The Rock Pit - Hard rock, Metal and Blues Interviews, news & reviews from Australia and around the world

The Rock Pit - Hard rock, Metal and Blues Interviews, news & reviews from Australia and around the world









Most I guess know Floor Jansen from either her previous band AFTER FOREVER or her current touring slot with NIGHTWISH but when AFTER FOREVER disbanded it was to REVAMP that Floor directed her energies resulting in a great 2010 debut. REVAMP are an interesting band in that they have a grounding in traditional Metal and employ various elements of what today we’d consider ‘Symphonic’ but they also do pretty good straight Hard Rock. It’s when they combine the lot in one song though that it gets interesting.
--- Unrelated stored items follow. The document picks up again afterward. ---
PR #673, opened 2023-04-29
Fix not being able to disable history

futureisfoss:
setting `enable_hist` and/or `enable_search_hist` to `0` should prevent saving history, at least the documentation says so but it wasn't working. This PR fixes the bug.


Euro20179:
I may end up changing a few things later, but this is good for now.

PR #3478, opened 2023-12-12
add workaround for #26678

ziyeqf:
adding workaround for https://github.com/hashicorp/go-azure-sdk/issues/735 ( https://github.com/Azure/azure-rest-api-specs/issues/26678 )
will convert to ready to review once the test pipeline pass

PR #3578, opened 2024-01-08
nit: `tools/importer-rest-api-specs` - fixing the workaround for 26678 from #3478

tombuildsstuff:
This should be set back into `Clusters` and not `Cluster`.


tombuildsstuff:
Since this is a one-character nit that's blocking changes in the `main` branch I'm going to skip review for this one, so that #3577 can be regenerated, which'll show the result of this.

Take the title track for example which follows the storm of the opening salvo of the first two elements of the ‘Anatomy trilogy’ (We’ll get to that later). ‘Revamp’ the track is in many ways a traditional rock song but it is at times almost led astray by Floor’s voice which at times pulls the music into a Symphonic flourish or two. It’s an interesting juxtaposition of styles that at first listen I found a little jarring but after repeated listens I actually find it really refreshing and very different.
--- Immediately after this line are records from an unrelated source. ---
PR #3586, opened 2024-01-09
`importer-rest-api-specs` - support resource generation for resources with a scoped ID segment

stephybun:
Currently we skip resource generation if a candidate resource has a scoped resource ID segment. This PR removes that check and flips the logic for setting the Create/Read/Update Property payload instead of erroring.

These changes are required to be able to generate the resource Chaos Studio Targets. This shouldn't result in changes to the existing Data API definitions.

### DIFF
--- a/tools/importer-rest-api-specs/components/schema/builder.go
+++ b/tools/importer-rest-api-specs/components/schema/builder.go
@@ -378,11 +378,10 @@ func (b Builder) findCreateUpdateReadPayloads(input resourcemanager.TerraformRes
 	out.createModelName = *createOperation.RequestObject.ReferenceName
 	out.createPayload = createModel
 	createPropsModelName, createPropsModel := out.getPropertiesModelWithinModel(out.createPayload, b.models)
-	if createPropsModelName == nil || createPropsModel == nil {
-		return nil, fmt.Errorf("couldn't find `Properties` model for Create Payload")
+	if createPropsModelName != nil || createPropsModel != nil {
+		out.createPropertiesPayload = *createPropsModel
+		out.createPropertiesModelName = *createPropsModelName
 	}
-	out.createPropertiesPayload = *createPropsModel
-	out.createPropertiesModelName = *createPropsModelName
 
 	// Read has to exist
 	readOperation, ok := b.operations[input.ReadMethod.MethodName]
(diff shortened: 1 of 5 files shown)


tools/importer-rest-api-specs/components/schema/builder.go
```diff
@@ -378,11 +378,10 @@ func (b Builder) findCreateUpdateReadPayloads(input resourcemanager.TerraformRes
 	out.createModelName = *createOperation.RequestObject.ReferenceName
 	out.createPayload = createModel
 	createPropsModelName, createPropsModel := out.getPropertiesModelWithinModel(out.createPayload, b.models)
-	if createPropsModelName == nil || createPropsModel == nil {
-		return nil, fmt.Errorf("couldn't find `Properties` model for Create Payload")
+	if createPropsModelName != nil || createPropsModel != nil {
+		out.createPropertiesPayload = *createPropsModel
+		out.createPropertiesModelName = *createPropsModelName
```
tombuildsstuff, line 383: As both `ModelName` and `Payload` for the `Properties` object are becoming optional rather than required - we should [update the `operationPayloads` struct to make these pointers to signify that](https://github.com/hashicorp/pandora/blob/19980c54093303a2d500de7e9b84c15c4b82a27e/tools/importer-rest-api-specs/components/schema/internal.go#L7-L22) - which'd make this more obvious that these are optional in other parts of the codebase

tools/importer-rest-api-specs/components/schema/builder.go
```diff
@@ -401,11 +400,10 @@ func (b Builder) findCreateUpdateReadPayloads(input resourcemanager.TerraformRes
 	out.readPayload = readModel
 	// then find the `Properties` model within this
 	readPropsModelName, readPropsModel := out.getPropertiesModelWithinModel(out.readPayload, b.models)
-	if readPropsModelName == nil || readPropsModel == nil {
-		return nil, fmt.Errorf("couldn't find `Properties` model for Read Payload")
+	if readPropsModelName != nil || readPropsModel != nil {
+		out.readPropertiesModelName = *readPropsModelName
+		out.readPropertiesPayload = *readPropsModel
 	}
```
tombuildsstuff, line 406: (as above)

tombuildsstuff (approved):
Given the `properties` fields are becoming optional rather than required, we should update the `operationPayloads` object to make these pointers - but if we can update that then this otherwise LGTM 👍

tools/importer-rest-api-specs/components/schema/builder.go
stephybun: As discussed this change causes unwanted effects in the existing generated resources, details in #3588

tools/importer-rest-api-specs/components/schema/builder.go
stephybun: As discussed this change causes unwanted effects in the existing generated resources, details in #3588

Conversely ‘Precibus’ starts with a stab of Metal with a wild almost circus-like keyboard intro that falls into an high opera of lush strings before the guitar cuts through the pastoral scene and a mildly Symphonic passage strikes. It’s disconcerting and when the Metal and choral voices flash in it sounds like a different song entirely. This is far more Progressively constructed than you might imagine and if you don’t lean that way it might be hard to approach.
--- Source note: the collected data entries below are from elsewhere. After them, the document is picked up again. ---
PR #3587, opened 2024-01-09
tools/generator-go-sdk: fixing an issue where Response rather than `HttpResponse` was being used

tombuildsstuff:
Two different code paths are used depending on the Response Object shape, when a Model or a List of a Model is returned we include predicate filtering - otherwise (e.g. for a Basic Type [string/int/etc]) we don't however we only tested one of these code paths previously - so this PR fixes that.

Ultimately this fixes the compilation failure seen in https://github.com/hashicorp/go-azure-sdk/pull/799

This PR also updates the SDK to use `hashicorp/go-retryablehttp` to workaround an issue when requests randomly fail (which appears to be due to security tooling).


tools/importer-msgraph-metadata/go.mod
```diff
@@ -71,3 +71,5 @@ require (
 	gopkg.in/yaml.v2 v2.4.0 // indirect
 	gopkg.in/yaml.v3 v3.0.1 // indirect
 )
+
+replace github.com/hashicorp/pandora/tools/sdk => ../sdk
```
stephybun, line 75: Are we supposed to be doing this replacement in main as well?

stephybun (approved):
Left one question, otherwise this LGTM 👍

tools/importer-msgraph-metadata/go.mod
tombuildsstuff: Yep this is intentional - it ensures the `importer-msgraph-metadata` tool aligns with the other tools which already include the replace - which means that the `sdk` directory is sourced from the local file system, rather than [this commit (vendored as `v0.0.0-20230809001200-97c549958463` in the `go.mod`)](https://github.com/hashicorp/pandora/tree/97c5499584637328cfda7ee169668f9286fa6859) which it's doing today.

PR #3596, opened 2024-01-10
automation: updating the Terraform Generator to use Data API V2

tombuildsstuff:
This PR also updates the way the `data-api` tool is built and launched to match the way the `generator-go-sdk` and `generator-terraform` tools are built/launched (that is, installing them onto the `$GOPATH`) - meaning that the shell scripts contain all of the dependencies needed to launch the Data API v2. This means that the process is now fully reproducible with a fresh checkout, which makes debugging issues simpler.

Notably as a part of doing this the `wrapper-automation` tool now takes the path to the API Definitions directory, matching the behaviour of Data API V2.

The third card in the deck is ‘Nothing’ which starts like a hard rock ballad and ups the pace to a Metal canter before easing back to hard rock it’s one of the most traditionally structured tracks here.
There’s little to fear if you get this far but you won’t feel comfortable and that is a large part of the joy on an album that manages to take what has become a rather formulaic genre and change it up a bit. One of the most interesting aspects of the album are the three songs that form ‘Anatomy of a Nervous Breakdown’ which lyrically seem so personal they add weight to an already intriguing cooking pot.


As album titles go ‘Wild Card’ seems fitting for a band that don’t seem afraid at all to experiment.